Unglaublich! Die Post ist telefonisch nicht mehr erreichbar

von MICHAEL THALKEN, Kölner Stadt-Anzeiger, 15.06.2002

Die Deutsche Post bietet nach eigenen Aussagen "ein umfassendes Telekommunikationsangebot". Täglich werden 72 Millionen Briefe von Mensch zu Mensch geschickt. "Wir sind auf dem Weg zu einem der international führenden Briefkommunikations- und Logistkonzerne", rühmt man sich. Keine Frage: Von der Post aus ist die ganze Welt zu erreichen, aber wie erreicht man eigentlich die Post?

Frau Ingrid Peter aus Satzvey nutzt die postalischen "Dienstleistungen, die das Leben leichter machen" - so die Post über sich selber - nun schon seit vielen Jahren. Und das nicht nur als Briefeschreiberin. Kürzlich erst betrat sie die Postfiliale in Kall, um dort auch eine finanzielle Transaktion abwickeln zu lassen. Auch wenn alles, sieht man einmal von den längst als selbstverständlich geltenden bürokratischen Hürden ab, recht glatt verlief, so musste sie doch zu Hause feststellen, dass sie in dem ganzen Hin und Her einige wichtige Papiere am Postschalter liegen gelassen hatte.

Kein Problem, dachte sich Frau Peter und zückte das Telefonbuch: "Ich rufe schnell in Kall an, damit nichts wegkommt."

Doch die Verwunderung war groß. Zwar stieß sie im Telefonverzeichnis auf eine Post, aber die hieß mit Vornamen Hannelore. Unter "Deutsche Post" fand sie dann den Hinweis "Servicenummern finden sie unter Bergheim". Das ferne Bergheim schien ihr jedoch kaum der richtige Ansprechpartner für ihre in Kall vergessenen Papiere. Dann doch lieber die Kollegen in Schleiden fragen, vielleicht hatten die ja eine Telefon-Nummer der Kaller Geschäftsstelle zur Hand. Doch auch die Schleidener Post verwies sie nach Bergheim.

"Zentrale Person"
In Bergheim klärte sich das Geheimnis dann auf: "Die Postbediensteten in Kall sind telefonisch nicht zu erreichen", teilte man ihr sachlich mit: "Wir können aber versuchen, sie per Fax zu kontaktieren. Vielleicht melden sie sich dann bei Ihnen."

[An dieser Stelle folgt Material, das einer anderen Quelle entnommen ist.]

Issue #1874, opened 2021-05-12
Extract admin mode submissions related functions from submissions.client.factory.js


karrui:
Issue extracted from #1841

See related issues #1873

This is a key client-side service that determines the performance and safety of many key features, but seems to have two separate areas of concern - the public form facing submissions and the admin form retrieval of submissions.

Whilst migrating to Typescript, should also take the opportunity to move the related functions into separate services each with their respective responsibilities.

The other responsibility of the `submissions.client.factory` seems to be related to the admin-facing portion for retrieving form's submissions. This should be extracted out into its own `AdminSubmissionsService` file, that handles

- [ ]  Retrieve submission counts
- [ ] Retrieve encrypt mode responses list
- [ ] Retrieve individual response
- [ ] Download encrypt mode form responses
  - Without attachments
  - With attachments
  - Individual attachment

**Design decisions**
Decided against putting this in the `AdminFormService` as that file should only be dealing with the "form" object and not the "submissions" object relating to a form. This follows the server-side convention.

karrui:
Will be pair programming some parts with chin, otherwise leaving him alone

karrui:
Seems to be done, barring decrypt service worker that requires a webpack rehaul to work with typescript for some reason.

Will close

PR #1983, opened 2021-05-27
refactor(submissions.client.factory): extract admin form features

seaerchin:
## Problem
`submissions.client.factory` client-side service that determines the performance and safety of many key features, but has two separate areas of concern - the public form facing submissions and the admin form retrieval of submissions. 

Part 1 of #1874 

## Solution
This extracts out all the straight forward client submission methods to `AdminFormService`, and replaces old method calls with the new one.

The download related methods will be in a separate PR for closer scrutiny!

**Breaking Changes** 

    - Details ...

## Tests
This adds unit tests for all new methods added.

## Manual Tests 
This has been already tested on staging
Create a storage mode form with any field and activate it. Submit the form >= 11 times. Go to the data section and unlock responses. 

- [ ] There should be the correct number of responses displayed
- [ ] Click on any page that is not 1. The relevant responses should be displayed
- [ ] Select a time period without responses and attempt to download (both options). This should **not** work
- [ ] Select a time period with responses and attempt to download (both options). This should work
- [ ] Search for a response using a valid `referenceId`. this should work and clicking into the response should display all related data. 
- [ ] Search for a response using an invalid/partial `referenceId`. There should be no responses displayed.
- [ ] Clicking into a single response should work and display all data correctly.

### DIFF
--- a/src/public/modules/forms/admin/directives/settings-form.client.directive.js
+++ b/src/public/modules/forms/admin/directives/settings-form.client.directive.js
@@ -1,6 +1,7 @@
 'use strict'
 const dedent = require('dedent-js')
 const { get, set, isEqual } = require('lodash')
+const AdminFormService = require('../../../../services/AdminFormService')
 
 const SETTINGS_PATH = [
   'title',
@@ -28,6 +29,7 @@ const createTempSettings = (myform) => {
 angular
   .module('forms')
   .directive('settingsFormDirective', [
+    '$q',
     'Toastr',
     '$timeout',
     'responseModeEnum',
@@ -38,12 +40,12 @@ angular
   ])
 
 function settingsFormDirective(
+  $q,
   Toastr,
   $timeout,
   responseModeEnum,
   $uibModal,
   Auth,
-  Submissions,
 ) {
   return {
     templateUrl:
@@ -64,11 +66,20 @@ function settingsFormDirective(
         $scope.submissionLimitUnlimited = null
 
         $scope.currentResponsesCount = 0
-        Submissions.count({ formId: $scope.myform._id }).then(
-          (responsesCount) => {
-            $scope.currentResponsesCount = responsesCount
-          },
+        $q.when(
+          AdminFormService.countFormSubmissions({
+            formId: $scope.myform._id,
+          }),
         )
+          .then((responsesCount) => {
+            $scope.currentResponsesCount = responsesCount
+          })
+          .catch((error) => {
+            Toastr.error(
+              `Unfortunately, there was an error in displaying the number of responses. Please refresh and try again!`,
+            )
+            console.log(error)
+          })
 
         const getCurrentSettings = () => {
           // Detect difference between the new form (tempForm) and the old form (myform),
--- a/src/public/modules/forms/admin/directives/settings-form.client.directive.js
+++ b/src/public/modules/forms/admin/directives/settings-form.client.directive.js
@@ -76,7 +76,7 @@ function settingsFormDirective(
           })
           .catch((error) => {
             Toastr.error(
-              `Unfortunately, there was an error in displaying the number of responses. Please refresh and try again!`,
+              `There was an error in displaying the number of responses. Please refresh and try again.`,
             )
             console.log(error)
           })
--- a/src/public/modules/forms/admin/directives/settings-form.client.directive.js
+++ b/src/public/modules/forms/admin/directives/settings-form.client.directive.js
@@ -1,7 +1,7 @@
 'use strict'
 const dedent = require('dedent-js')
 const { get, set, isEqual } = require('lodash')
-const AdminFormService = require('../../../../services/AdminFormService')
+const AdminSubmissionsService = require('../../../../services/AdminSubmissionsService')
 
 const SETTINGS_PATH = [
   'title',
@@ -67,7 +67,7 @@ function settingsFormDirective(
 
         $scope.currentResponsesCount = 0
         $q.when(
-          AdminFormService.countFormSubmissions({
+          AdminSubmissionsService.countFormSubmissions({
             formId: $scope.myform._id,
           }),
         )
--- a/src/public/modules/forms/services/submissions.client.factory.js
+++ b/src/public/modules/forms/services/submissions.client.factory.js
@@ -18,7 +18,6 @@ angular
     '$timeout',
     '$window',
     'GTag',
-    'responseModeEnum',
     'FormSgSdk',
     SubmissionsFactory,
   ])
@@ -31,15 +30,7 @@ function killWorkers(pool) {
   pool.forEach((worker) => worker.terminate())
 }
 
-function SubmissionsFactory(
-  $q,
-  $http,
-  $timeout,
-  $window,
-  GTag,
-  responseModeEnum,
-  FormSgSdk,
-) {
+function SubmissionsFactory($q, $http, $timeout, $window, GTag, FormSgSdk) {
   const ADMIN_FORMS_PREFIX = '/api/v3/admin/forms'
 
   const generateDownloadUrl = (params, downloadAttachments) => {
@@ -78,6 +69,7 @@ function SubmissionsFactory(
       )
       return deferred.promise
     },
+
     getMetadata: function (params) {
       const deferred = $q.defer()
       let resUrl = `${fixParamsToUrl(
--- a/src/public/modules/forms/services/submissions.client.factory.js
+++ b/src/public/modules/forms/services/submissions.client.factory.js
@@ -49,48 +49,6 @@ function SubmissionsFactory($q, $http, $timeout, $window, GTag, FormSgSdk) {
   }
 
   const submissionService = {
-    count: function (params) {
-      const deferred = $q.defer()
-      let resUrl = fixParamsToUrl(
-        params,
-        `${ADMIN_FORMS_PREFIX}/:formId/submissions/count`,
-      )
-      if (params.startDate && params.endDate) {
-        resUrl += `?startDate=${params.startDate}&endDate=${params.endDate}`
-      }
-
-      $http.get(resUrl).then(
-        function (response) {
-          deferred.resolve(response.data)
-        },
-        function () {
-          deferred.reject('Submissions count cannot be obtained.')
-        },
-      )
-      return deferred.promise
-    },
-
-    getMetadata: function (params) {
-      const deferred = $q.defer()
-      let resUrl = `${fixParamsToUrl(
-        params,
-        `${ADMIN_FORMS_PREFIX}/:formId/submissions/metadata`,
-      )}?page=${params.page}`
-
-      if (params.filterBySubmissionRefId) {
-        resUrl += `&submissionId=${params.filterBySubmissionRefId}`
-      }
-
-      $http.get(resUrl).then(
-        function (response) {
-          deferred.resolve(response.data)
-        },
-        function () {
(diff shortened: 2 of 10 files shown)


src/types/api/submission.ts
```diff
@@ -6,3 +8,21 @@ export type SubmissionResponseDto = {
...
+
+export type SubmissionCountQueryDto = {
+  formId: string
+  startDate?: Date
+  endDate?: Date
+}
+
+export type SubmissionMetadataQueryDto = {
+  formId: string
+} & RequireAtLeastOne<{
```
chowyiyin, line 20: Just wanted to check, why don't we use `RequireExactlyOne` instead? Since it seems like we only use either `submissionId` or `pageNum`.

seaerchin: you're right! i set to `RequireAtLeastOne` because the FE callsite passed in both parameters and i didn't want to change it yet so i made it be more permissive. but because our BE handler uses `RequireExactlyOne`, it still works the same way!

src/public/modules/forms/admin/directives/settings-form.client.directive.js
```diff
@@ -64,11 +66,20 @@ function settingsFormDirective(
...
+          }),
         )
+          .then((responsesCount) => {
+            $scope.currentResponsesCount = responsesCount
+          })
+          .catch((error) => {
+            Toastr.error(
+              `Unfortunately, there was an error in displaying the number of responses. Please refresh and try again!`,
+            )
+            console.log(error)
```
karrui, line 81: remove console log?

src/public/modules/forms/services/submissions.client.factory.js
```diff
@@ -184,209 +118,225 @@ function SubmissionsFactory(
       workerPool = []
       // Creates a new AbortController for every request
       downloadAbortController = new AbortController()
+      const { formId, startDate, endDate } = params
```
karrui, line 121: does this need to be destructured?

src/public/modules/forms/services/submissions.client.factory.js
```diff
@@ -184,209 +118,225 @@ function SubmissionsFactory(
...
                     }
-                  }
 
-                  checkComplete()
-                })
-            })
+                    checkComplete()
+                  })
+              })
+          })
```
karrui, line 338: assume the whole chunk is untouched

src/public/services/AdminSubmissionsService.ts
```diff
@@ -0,0 +1,67 @@
...
+ * @param submissionId The id of the specified submission to retrieve
+ * @param pageNum The page number of the responses
+ * @returns The metadata of the form
+ */
+export const getFormsMetadata = async ({
+  formId,
+  submissionId,
+  pageNum,
+}: SubmissionMetadataQueryDto): Promise<SubmissionMetadataList> => {
+  const params = submissionId ? { submissionId } : { page: pageNum }
```
karrui, line 45: add comment about how this is mutually exclusive, or split this into two functions so there is no ambiguity?

src/types/api/submission.ts
```diff
@@ -6,3 +8,21 @@ export type SubmissionResponseDto = {
 }
 
 export type SubmissionErrorDto = ErrorDto & { spcpSubmissionFailure?: true }
+
+export type SubmissionCountQueryDto = {
+  formId: string
+  startDate?: Date
```
karrui, line 14: should update the type to require both startDate and endDate or none of them

src/types/api/submission.ts
karrui: like what i said above, can split into two separate functions to remove this ambiguity

src/public/modules/forms/admin/directives/settings-form.client.directive.js
```diff
@@ -64,11 +66,20 @@ function settingsFormDirective(
...
+          AdminSubmissionsService.countFormSubmissions({
+            formId: $scope.myform._id,
+          }),
         )
+          .then((responsesCount) => {
+            $scope.currentResponsesCount = responsesCount
+          })
+          .catch((error) => {
+            Toastr.error(
+              `Unfortunately, there was an error in displaying the number of responses. Please refresh and try again!`,
```
mantariksh, line 79:
```suggestion
              `There was an error in displaying the number of responses. Please refresh and try again.`,
```

src/public/services/__tests__/AdminSubmissionsService.test.ts
```diff
@@ -0,0 +1,155 @@
...
+      // Act
+      const actual = countFormSubmissions({
+        formId: MOCK_FORM_ID,
+        startDate: MOCK_START_DATE,
+        endDate: MOCK_END_DATE,
+      })
+      MockAxios.mockResponse({ data: 123 })
+
+      // Assert
+      await expect(actual).resolves.toEqual(123)
```
mantariksh, line 31: I would much rather structure this as follows:
```suggestion
      // Arrange
      MockAxios.mockResponse({ data: 123 })
      
      // Act
      const actual = await countFormSubmissions({
        formId: MOCK_FORM_ID,
        startDate: MOCK_START_DATE,
        endDate: MOCK_END_DATE,
      })

      // Assert
      expect(actual).toEqual(123)
```

advantages:
1. more understandable flow. you clearly set up the test then call the tested function, rather than jumping back and forth between set up and function calls.
2. takes advantage of the clarity of `async` `await` syntax. no need to take the extra step of understanding "oh so the Promise is created in one place and awaited on in another place".
3. `.resolves` is quite Jest-specific, whereas `expect(actual).toEqual(123)` is valid syntax for many frameworks. it's a small thing but I have a slight preference for framework-agnostic code, which will be helpful if we migrate test frameworks in 2-3 years.

chowyiyin: Oh actually I referred to Chin's code for the tests in my $resource PR so would just like to join this discussion. I think the documentation for [mockResponse](https://github.com/knee-cola/jest-mock-axios#axiosmockresponseresponse-requestinfo-silentmode) requires it to be called after the `axios` call. But maybe we use to `MockAxios.get.mockResolvedValueOnce` instead to make the flow clearer

karrui: MockAxios calls can't be done before (or after) the await... cause it's hijacking the promise lol

mantariksh: that's damn stupid

src/public/modules/forms/admin/directives/settings-form.client.directive.js
seaerchin: i think the console log here has value - in angular, we log errors because we want to be able to see the stack trace. if we remove the console log here, we see generic error messages without context, which isn't helpful for troubleshooting.

src/public/services/__tests__/AdminSubmissionsService.test.ts
seaerchin: we can't actually place it before the call because, as @chowyiyin pointed out, it needs to be after. i think this is a good place to put a comment because it's very specific! i'll try it with  `MockAxios.get.mockResolvedValueOnce` and if that fails, add a comment along with a link to docs explaining this

src/types/api/submission.ts
seaerchin: thanks for pointing this out and suggesting using the XOR type! i'll refactor so it uses XOR!

src/public/services/__tests__/AdminSubmissionsService.test.ts
mantariksh: what I don't understand is why elsewhere in the codebase we stick to the arrange/act/assert pattern with near-religious zeal, but suddenly we're happy to make accommodations here for the `MockAxios` library which doesn't even provide any utility above Jest's native mocking? I don't get it, and I would much rather just use `jest.mock` if `MockAxios` is forcing us to contort the structure of our tests

src/public/modules/forms/services/submissions.client.factory.js
seaerchin: thanks for pointing this out! i preferred this method because i wanted to be explicit about what we were passing into the newly written ts function; however, there were some other functions (eg: `generateDownloadUrl`) that rightfully expect a dict and hence, i did it this way rather than passing in `params` to the ts service

src/public/services/AdminSubmissionsService.ts
seaerchin: good point - will do!

src/types/api/submission.ts
mantariksh: how would you use the XOR type here? XOR is "either one or the other, not both and not none", whereas here you need "either both or none, not one or the other"

this would make more sense to me:
```
{
  formId: string
  dates?: {
    startDate: Date
    endDate: Date
  }
}
```

src/public/services/__tests__/AdminSubmissionsService.test.ts
karrui: Yea, maybe we can switch back to just mocking axios without a third party matcher!

seaerchin: yea, i agree that the structure you proposed is better and i'm going to try (and report back) if it works! i think i should've been more mindful of using MockAxios without considering its utility

seaerchin: yeap it works! changed imports in this file to use remove mockAxios but idt it's a big enough deal to open a new issue for it right? (or we open but yknow p4)

src/public/services/AdminSubmissionsService.ts
```diff
@@ -0,0 +1,84 @@
...
+  return axios.get(queryUrl).then(({ data }) => data)
+}
+
+/**
+ * Retrieves the metadata for a page of submissions
+ * @param formId The id of the form to retrieve submission for
+ * @param pageNum The page number of the responses
+ * @returns The metadata of the page of forms
+ */
+export const getFormsMetadata = async ({
```
karrui, line 39: i know the server is named like that (a regret), but should we name this more explicitly like `getFormsMetadataByPage`, very easy to mix up getFormMetadata and getFormsMetadata

src/public/services/__tests__/AdminSubmissionsService.test.ts
```diff
@@ -0,0 +1,165 @@
...
+      // Arrange
+      MockAxios.get.mockResolvedValueOnce({ data: 123 })
+
+      // Act
+      const actual = countFormSubmissions({
+        formId: MOCK_FORM_ID,
+      })
+
+      // Assert
+      await expect(actual).resolves.toEqual(123)
```
karrui, line 56: like what anti has mentioned, since we don't use mockaxios anymore, we can await in the Act block instead of in the assert block

karrui: update all the tests with the await in the assert block pattern too

karrui (approved):
lgtm, only with last few changes

src/public/services/AdminSubmissionsService.ts
mantariksh: oml yes pls rename this

seaerchin: sure, will rename the other one to `getFormMetadataById` - couldn't think of a good name during that point in time @___@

Der "Kölner Stadt-Anzeiger" fragte bei der Pressestelle der Deutschen Post in Düsseldorf nach und wollte wissen, wie es zu einer solchen "Telefonpanne" kommen konnte. Doch von "Panne" wollte man dort nichts hören. "Es ist mittlerweile generell so, dass man die Postfilialen nicht mehr telefonisch erreichen kann", berichtete Pressesprecherin Christina Stylianou. Denn für die wartenden Kunden am Schalter sei es ungerecht, wenn der Postbedienstete seine Arbeit auch noch wegen Telefongesprächen unterbreche. Da die Anrufer ohnehin fast nur allgemeine Fragen stellten, sei man zu der Überzeugung gekommen, dass diese auch ebenso gut von einer "zentralen Person" beantwortet werden
könnten.

Im Falle von Frau Peter bedauerte man, dass es sich hierbei selbstverständlich um einen "Ausnahmefall" handele und die "zentrale Person" in der Tat kaum der richtige Ansprechpartner gewesen sein dürfte.

Frau Peter wartete denn auch bis gestern Mittag noch immer vergeblich auf einen Anruf aus Kall. Das nährt den Verdacht, dass die Postbediensteten als "Telekommunikations-Nabel der Welt" auch per Fax unerreichbar bleiben. Da hilft wohl nur noch ein ganz gewöhnlicher Brief und die Hoffnung, dass dieser nicht als "unzustellbar" zurückkommen möge.